▶ **Dataset excerpts**:

────

PR #1100, opened 2024-07-27
Generic GnssDevice

torbacz:
## Description

- New project for all GPS devices across NF project.

## Motivation and Context

- As the build with project reference failes to build on pipeline I decieded to split it into 2 separate PRs and use package reference in GPS module.

## Types of changes

## Checklist:

## Summary by CodeRabbit

- **New Features**
	- Introduced a categorization system for GPS and GNSS devices, enhancing organization and interaction.
	- Implemented structured dependency management for both GPS and GNSS devices, ensuring consistent builds.
	- Established versioning and release management configurations for both GPS and GNSS projects to improve deployment processes.


devices/GpsDevice/NMEA0183Parser.cs
```diff
@@ -0,0 +1,90 @@
...
+// The .NET Foundation licenses this file to you under the MIT license.
+
+using System;
+
+namespace Iot.Device.Common.GpsDevice
+{
+    /// <summary>
+    /// Provides methods for parsing NMEA0183 data from a GPS device.
+    /// </summary>
+    public static class NMEA0183Parser
```
Ellerbach, line 11: Question: shall we follow our naming rules and use Nmea0183Parser instead?

devices/GpsDevice/NMEA0183Parser.cs
```diff
@@ -0,0 +1,90 @@
...
+    {
+        /// <summary>
+        /// Parses the GNGLL NMEA0183 data from a GPS device.
+        /// </summary>
+        /// <param name="inputData">The valid GNGLL data string starting with $GNGLL.</param>
+        /// <returns>The parsed GngllData object.</returns>
+        public static GngllData ParaseGngll(string inputData)
```
Ellerbach, line 18: as all the NMEA string are fixed, can you create a kind of generic parser?
Something that can give one of the GngllData or GngsaData file?
I would see a generalized based class names "NmeaData" which contains a field with the signature.
As an example, it could look like:

```csharp
public interface NmeaData
{
    public string Id {get; }
    public NmeaData Parse(string inputData);
}

public class GngsaData: NmeaData
{
    public override string Id = "$GNGSA";
   public NmeaData Parse(string inputData);
    // Rest of the class
}

// And in the parser

public static class NMEA0183Parser
{
    public NmeaParser[] MneaDatas {get; protected set; }

      // In the constructor, just add all the NmeaData derivated class that are supported
     //  MneaDatas = new MneaData[] { GngsaData }; // add all supported

    public NmeaData Parse(string inputData)
    {
        var data = inputData.Split(',');
        for each (string id in NmeaDatas)
        {
            if (id.Id == data[0])
            {
                return id.Parse(inputData);
            }
        }
    }
}
```

Advantage: you can add later on any parser you'd like!

devices/GpsDevice/category.txt
```diff
@@ -0,0 +1,2 @@
+gps
```
Ellerbach, line 1: not sure we have those categories yet, please check the project that builds automatically all the readmes! If needed, can you add those into the categoies? (sorry, a bit in a rush to check into details)

Ellerbach (commented):
I love it! See one of my comment to make it extendible easily!

networkfusion:
Would it not  be better to call this the GnssDevice base project to better represent that it can be used for Galilao etc.?

Ellerbach:
> Would it not be better to call this the GnssDevice base project to better represent that it can be used for Galilao etc.?

Yes, good catch btw! That's indeed a great idea. We can later on add the elements. Reminds me I've been working on GNSS for the SIM Com modems. Changes are still in a branch (which is btw ready for PR): https://github.com/nanoframework/nanoFramework.IoT.Device/tree/add-atmodem-gnss/devices/AtModem

So most likely elements to scaange there!

networkfusion:
> > Would it not be better to call this the GnssDevice base project to better represent that it can be used for Galilao etc.?
> 
> Yes, good catch btw! That's indeed a great idea. We can later on add the elements. Reminds me I've been working on GNSS for the SIM Com modems. Changes are still in a branch (which is btw ready for PR): https://github.com/nanoframework/nanoFramework.IoT.Device/tree/add-atmodem-gnss/devices/AtModem
> 
> So most likely elements to scaange there!

I also want to draw attention to the https://learn.microsoft.com/en-us/dotnet/maui/platform-integration/device/geolocation?view=net-maui-8.0&tabs=windows namespace...

Ellerbach:
> Maybe we can hijack the API and rename the namespace to nanoFramework...
> If the API is sound, of course, which I haven't looked into yet. 

So I had a look at all this and I don't think it's relevant for a device. Basically what's there is a service to get a geolocalisation. Which needs to use a device, totally hidden in that case. Here, it's kind of the opposite. BUT, we can try to reuse the same names for the Localisation and few others liks the events.

@torbacz I don't have much time but I think I can help a bit with this PR so that we can use it both for your other PR and the SIMCom modem. So that all classes, base class, enums, namespaces are aligned. Let me know if that's ok for you, so I can work on a this PR as well!

torbacz:
@Ellerbach Sure, feel free to commit :)

devices/GnssDevice/Nmea0183Parser.cs
```diff
@@ -0,0 +1,114 @@
...
+
+            return null;
+        }
+
+        /// <summary>
+        /// Parses the GNGLL NMEA0183 data from a Gnss device.
+        /// </summary>
+        /// <param name="inputData">The valid GNGLL data string starting with $GNGLL.</param>
+        /// <returns>The parsed GngllData object.</returns>
+        public static GngllData ParaseGngll(string inputData)
```
torbacz, line 42: @Ellerbach Should we remove it from parser?

devices/GnssDevice/Nmea0183Parser.cs
```diff
@@ -0,0 +1,114 @@
...
+{
+    /// <summary>
+    /// Provides methods for parsing NMEA0183 data from a Gnss device.
+    /// </summary>
+    public static class Nmea0183Parser
+    {
+        /// <summary>
+        /// Gets or sets a list of NMEA0183 data objects.
+        /// </summary>
+        public static INmeaData[] MneaDatas { get; set; }
```
torbacz, line 16: How this will be populated?

Ellerbach: I just realized I missed a push :-( All is here now

devices/GnssDevice/Nmea0183Parser.cs
Ellerbach: yes, yes, again, sorry, miss to push a commit yesterday, please check now, should be all good.

Ellerbach:
@torbacz I think I fixed all the core elements, including the tests (you can't pass enums directly, so need to be casted). See the tests which are now running with nano.
Things to be added:
* Extract a timestamp for the commands an add it to the GeoLocalisation
* Depending on the commands, populate more elements (like altitude but also the precision)
* Add a README
* Add few more very used commands?

torbacz:
@Ellerbach 
I've pushed some changes:
- Changed how MneaDatas are handled (Hashtable instead of collection)
- Changed Nmea0183Parser.Parse return type to object (this interface won't work in my opinion as not all data will have the same fields - this way it's much safer in my opinion. BTW I really miss generic, this is a perfect case for them :( )
- Added some "Debug" error handling 
- Some docs fixes and changed visibility of methods

Let me know If you are ok with such version.

As for TODOs, I would go with minimal version right now. Then we can add more/adjust existing commands.

Ellerbach:
@torbacz 
> Changed Nmea0183Parser.Parse return type to object (this interface won't work in my opinion as not all data will have the same fields

as you've simplified the interface and anyway only classes with this interface can be processed, better return the strong type

for the rest, added functions to add or remove from the collection, so it's a bit safer

and added time and date management

There is a test to fix (you created it originally) and then we can indeed go with this first version

torbacz:
@Ellerbach 
Test fixed, so I think we are ready to merge this version?

Ellerbach (approved):
Let's go for this first version. I'll most likely add more elements in another PR. I'm happy with the current implementation to start with! Thanks again @torbacz for the great collaboration.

────

▶ **WHAT THIS TASK INVOLVES**:
Every single line of the data above must be set down again exactly.

▶ **TASK RESULT**:
PR #1100, opened 2024-07-27
Generic GnssDevice

torbacz:
## Description

- New project for all GPS devices across NF project.

## Motivation and Context

- As the build with project reference failes to build on pipeline I decieded to split it into 2 separate PRs and use package reference in GPS module.

## Types of changes

## Checklist:

## Summary by CodeRabbit

- **New Features**
	- Introduced a categorization system for GPS and GNSS devices, enhancing organization and interaction.
	- Implemented structured dependency management for both GPS and GNSS devices, ensuring consistent builds.
	- Established versioning and release management configurations for both GPS and GNSS projects to improve deployment processes.


devices/GpsDevice/NMEA0183Parser.cs
```diff
@@ -0,0 +1,90 @@
...
+// The .NET Foundation licenses this file to you under the MIT license.
+
+using System;
+
+namespace Iot.Device.Common.GpsDevice
+{
+    /// <summary>
+    /// Provides methods for parsing NMEA0183 data from a GPS device.
+    /// </summary>
+    public static class NMEA0183Parser
```
Ellerbach, line 11: Question: shall we follow our naming rules and use Nmea0183Parser instead?

devices/GpsDevice/NMEA0183Parser.cs
```diff
@@ -0,0 +1,90 @@
...
+    {
+        /// <summary>
+        /// Parses the GNGLL NMEA0183 data from a GPS device.
+        /// </summary>
+        /// <param name="inputData">The valid GNGLL data string starting with $GNGLL.</param>
+        /// <returns>The parsed GngllData object.</returns>
+        public static GngllData ParaseGngll(string inputData)
```
Ellerbach, line 18: as all the NMEA string are fixed, can you create a kind of generic parser?
Something that can give one of the GngllData or GngsaData file?
I would see a generalized based class names "NmeaData" which contains a field with the signature.
As an example, it could look like:

```csharp
public interface NmeaData
{
    public string Id {get; }
    public NmeaData Parse(string inputData);
}

public class GngsaData: NmeaData
{
    public override string Id = "$GNGSA";
   public NmeaData Parse(string inputData);
    // Rest of the class
}

// And in the parser

public static class NMEA0183Parser
{
    public NmeaParser[] MneaDatas {get; protected set; }

      // In the constructor, just add all the NmeaData derivated class that are supported
     //  MneaDatas = new MneaData[] { GngsaData }; // add all supported

    public NmeaData Parse(string inputData)
    {
        var data = inputData.Split(',');
        for each (string id in NmeaDatas)
        {
            if (id.Id == data[0])
            {
                return id.Parse(inputData);
            }
        }
    }
}
```

Advantage: you can add later on any parser you'd like!

devices/GpsDevice/category.txt
```diff
@@ -0,0 +1,2 @@
+gps
```
Ellerbach, line 1: not sure we have those categories yet, please check the project that builds automatically all the readmes! If needed, can you add those into the categoies? (sorry, a bit in a rush to check into details)

Ellerbach (commented):
I love it! See one of my comment to make it extendible easily!

networkfusion:
Would it not  be better to call this the GnssDevice base project to better represent that it can be used for Galilao etc.?

Ellerbach:
> Would it not be better to call this the GnssDevice base project to better represent that it can be used for Galilao etc.?

Yes, good catch btw! That's indeed a great idea. We can later on add the elements. Reminds me I've been working on GNSS for the SIM Com modems. Changes are still in a branch (which is btw ready for PR): https://github.com/nanoframework/nanoFramework.IoT.Device/tree/add-atmodem-gnss/devices/AtModem

So most likely elements to scaange there!

networkfusion:
> > Would it not be better to call this the GnssDevice base project to better represent that it can be used for Galilao etc.?
> 
> Yes, good catch btw! That's indeed a great idea. We can later on add the elements. Reminds me I've been working on GNSS for the SIM Com modems. Changes are still in a branch (which is btw ready for PR): https://github.com/nanoframework/nanoFramework.IoT.Device/tree/add-atmodem-gnss/devices/AtModem
> 
> So most likely elements to scaange there!

I also want to draw attention to the https://learn.microsoft.com/en-us/dotnet/maui/platform-integration/device/geolocation?view=net-maui-8.0&tabs=windows namespace...

Ellerbach:
> Maybe we can hijack the API and rename the namespace to nanoFramework...
> If the API is sound, of course, which I haven't looked into yet. 

So I had a look at all this and I don't think it's relevant for a device. Basically what's there is a service to get a geolocalisation. Which needs to use a device, totally hidden in that case. Here, it's kind of the opposite. BUT, we can try to reuse the same names for the Localisation and few others liks the events.

@torbacz I don't have much time but I think I can help a bit with this PR so that we can use it both for your other PR and the SIMCom modem. So that all classes, base class, enums, namespaces are aligned. Let me know if that's ok for you, so I can work on a this PR as well!

torbacz:
@Ellerbach Sure, feel free to commit :)

devices/GnssDevice/Nmea0183Parser.cs
```diff
@@ -0,0 +1,114 @@
...
+
+            return null;
+        }
+
+        /// <summary>
+        /// Parses the GNGLL NMEA0183 data from a Gnss device.
+        /// </summary>
+        /// <param name="inputData">The valid GNGLL data string starting with $GNGLL.</param>
+        /// <returns>The parsed GngllData object.</returns>
+        public static GngllData ParaseGngll(string inputData)
```
torbacz, line 42: @Ellerbach Should we remove it from parser?

devices/GnssDevice/Nmea0183Parser.cs
```diff
@@ -0,0 +1,114 @@
...
+{
+    /// <summary>
+    /// Provides methods for parsing NMEA0183 data from a Gnss device.
+    /// </summary>
+    public static class Nmea0183Parser
+    {
+        /// <summary>
+        /// Gets or sets a list of NMEA0183 data objects.
+        /// </summary>
+        public static INmeaData[] MneaDatas { get; set; }
```
torbacz, line 16: How this will be populated?

Ellerbach: I just realized I missed a push :-( All is here now

devices/GnssDevice/Nmea0183Parser.cs
Ellerbach: yes, yes, again, sorry, miss to push a commit yesterday, please check now, should be all good.

Ellerbach:
@torbacz I think I fixed all the core elements, including the tests (you can't pass enums directly, so need to be casted). See the tests which are now running with nano.
Things to be added:
* Extract a timestamp for the commands an add it to the GeoLocalisation
* Depending on the commands, populate more elements (like altitude but also the precision)
* Add a README
* Add few more very used commands?

torbacz:
@Ellerbach 
I've pushed some changes:
- Changed how MneaDatas are handled (Hashtable instead of collection)
- Changed Nmea0183Parser.Parse return type to object (this interface won't work in my opinion as not all data will have the same fields - this way it's much safer in my opinion. BTW I really miss generic, this is a perfect case for them :( )
- Added some "Debug" error handling 
- Some docs fixes and changed visibility of methods

Let me know If you are ok with such version.

As for TODOs, I would go with minimal version right now. Then we can add more/adjust existing commands.

Ellerbach:
@torbacz 
> Changed Nmea0183Parser.Parse return type to object (this interface won't work in my opinion as not all data will have the same fields

as you've simplified the interface and anyway only classes with this interface can be processed, better return the strong type

for the rest, added functions to add or remove from the collection, so it's a bit safer

and added time and date management

There is a test to fix (you created it originally) and then we can indeed go with this first version

torbacz:
@Ellerbach 
Test fixed, so I think we are ready to merge this version?

Ellerbach (approved):
Let's go for this first version. I'll most likely add more elements in another PR. I'm happy with the current implementation to start with! Thanks again @torbacz for the great collaboration.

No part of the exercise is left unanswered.